Am I thinking about this correctly?






RE: X/R ratio for L-L-G Fault
Assuming Z2=Z1,one faulted phase should see an impedance of (Z0-Z1*a^2)/(Z1^2+2*Z1*Z0) and the other (Z0-Z1*a)/(Z1^2+2*Z1*Z0). Should be able to get the effective X/R ratios from those equations. I adapted the formulas from the Cooper Electrical Distribution-System Protection book.
RE: X/R ratio for L-L-G Fault
1) The X/R ratio at the point of fault is only a crude way of trying to assess the DC decrement of a transient current. This transient is a point on wave phenomenon and is not truly comparable to positive, negative or zero sequence currents. In considering transient components of fault current (and hence X/R ratios) we are assuming worst case conditions for one phase for any particular fault.
2) The errors in using a single X/R ratio will always be an order of magnitude above any different X/R ratio you may get from working out the sequence networks X/R values.
I would suggest calculating the X/R ratio at the point of fault in the usual way (Thevenin equivalent of positive sequence) and using this value for all fault currents at this place in the network.
RE: X/R ratio for L-L-G Fault
Please, would you mention in which context or possibly Reference, the original posting is dealing with?
RE: X/R ratio for L-L-G Fault
For an example 100 kV fault, I calculate the following for a double line-to-ground fault:
Ib = 4297A X/R = -2.27
Ic = 4206A X/R = 0.61
For the same impedances, 3Ø fault X/R = 3.25 and 1Ø fault X/R = 3.46
RE: X/R ratio for L-L-G Fault
Also, it doesn't seem that it would be correct to use the same X/R ratio to calculate the offset for different faults since the thevenin impedance for a 3-phase fault is different than the thevenin impedance for a L-G fault.
Finally, why is using the X/R ratio a crude way to calculate offset? How else would you do it? I believe that the X/R method is arrived at by solving the differential equation describing fault conditions, which I would think would be pretty accurate. I'm not sure how else to do it. Any advice would be appreciated.
RE: X/R ratio for L-L-G Fault
In reviewing Cooper, I see I an error I made yesterday. The expressions should be inverted. There's also a -j in the current calculation that might need to be included in the impedance terms for calculating X/R. I'll be studying this some more.
RE: X/R ratio for L-L-G Fault
I think you're right.
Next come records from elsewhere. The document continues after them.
PR #378, opened 2023-04-26
improve: inherit node default gateway if no routable bgp peer exist

hhyasdf:
Pull Request Description
---

### Special notes for reviews

### DIFF
--- a/pkg/daemon/controller/utils.go
+++ b/pkg/daemon/controller/utils.go
@@ -270,7 +270,8 @@ func nodeBelongsToNetwork(nodeName string, network *networkingv1.Network) bool {
 }
 
 func collectGlobalNetworkInfoAndInit(ctx context.Context, client client.Reader, nodeVxlanIfName, nodeName string,
-	bgpManager *bgp.Manager, recordBGPPeers bool) (vxlanForwardNodeIfName string, bgpGatewayIP net.IP, err error) {
+	bgpManager *bgp.Manager, recordBGPPeers bool) (vxlanForwardNodeIfName string, attachedBGPNetworkExist bool,
+	bgpGatewayIP net.IP, err error) {
 
 	networkList := &networkingv1.NetworkList{}
 	if err = client.List(ctx, networkList); err != nil {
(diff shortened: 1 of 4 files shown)


pkg/daemon/controller/utils.go
```diff
@@ -270,7 +270,8 @@ func nodeBelongsToNetwork(nodeName string, network *networkingv1.Network) bool {
 }
 
 func collectGlobalNetworkInfoAndInit(ctx context.Context, client client.Reader, nodeVxlanIfName, nodeName string,
-	bgpManager *bgp.Manager, recordBGPPeers bool) (vxlanForwardNodeIfName string, bgpGatewayIP net.IP, err error) {
+	bgpManager *bgp.Manager, recordBGPPeers bool) (vxlanForwardNodeIfName string, attachedBGPNetworkExist bool,
```
mars1024, line 273: the return "attachedBGPNetworkExist" may always be false

pkg/daemon/route/utils.go
```diff
@@ -402,19 +402,52 @@ func ensureRoutesForVlanSubnet(forwardLink netlink.Link, cidr *net.IPNet, gatewa
...
+	}, netlink.RT_FILTER_TABLE)
+	if err != nil {
+		return fmt.Errorf("failed to list route for table %v: %v", table, err)
+	}
+
+	for _, route := range routeList {
+		// cannot use route.Equal() because of empty fields
+		if daemonutils.IsDefaultRoute(&route, family) &&
+			// TODO: support multiple bgp gateway
+			(!route.Gw.Equal(defaultRoute.Gw) || route.LinkIndex != defaultRoute.LinkIndex) {
```
mars1024, line 444: can we restrict the deletion scope here, in other words, is the judgement for the route deletion safe enough?

pkg/daemon/controller/utils.go
hhyasdf: fixed

pkg/daemon/route/utils.go
hhyasdf: Yes, it is safe, only daefault routes with different gateway and interface will be deleted.

mars1024 (approved):
/lgtm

If you look at the sequence network diagram for a L-G fault, you can see that the thevenin fault impedance is Z1+Z2+Z0 which is the same as 2*Z1+Z0 if Z1=Z2.
My questions were directed more to rsherry. I'd like to know what method she uses to calc offset.
I'm admittedly not an expert on this, so I'm open to any info anyone has.
RE: X/R ratio for L-L-G Fault
Actually, I couldn't reproduce your equation for impedance, so I divided Vb by Ib to get an impedance of -9.39 + 21.29j ohms.
With X/R = -2.27, the decrement factor is 3.4 for 1/2 cycle or 1407 for 3 cycles! I don't think this is in the realm of reasonable accuracy.
The problem is that you have to relate the current angle to a voltage angle, and it isn't clear for a double line-to-ground fault what voltage angle to relate it to. The -2.27 comes from relating it to phase b voltage.
RE: X/R ratio for L-L-G Fault
On the X/R ratio to use :
For a 3 phase fault the DC component is not the same in all 3 phases - it's not a positive sequence current, it's not part of a rotating set of phasors and it's not solvable using symmetric component analysis. In symmetrical component analysis a 3 phase fault is the same for all 3 phases and we add in the DC offset element separately.
Given the one-phase nature of the phenomenon the effective impedance of a single phase (which is the positive sequence impedance) seems the best source for the X/R ratio needed to estimate its rate of decay.
For an unbalanced fault symmetrical component analysis will provide the now unbalanced phase current values but it still cannot solve the offset. For a 2 phase to ground fault one faulted phase will see a higher current than the other due to the DC offset but the symmetrical component analysis will not show this.
Symmetrical component analysis is only a tool to solve the unbalanced AC currents - the DC component does not flow in these 'sequence networks'. They cannot be used to calculate its value so why would you use them to calculate its decay. I would suggest the one phase impedance is still the appropriate one to use.
The second point is easier - as this is covered in most references.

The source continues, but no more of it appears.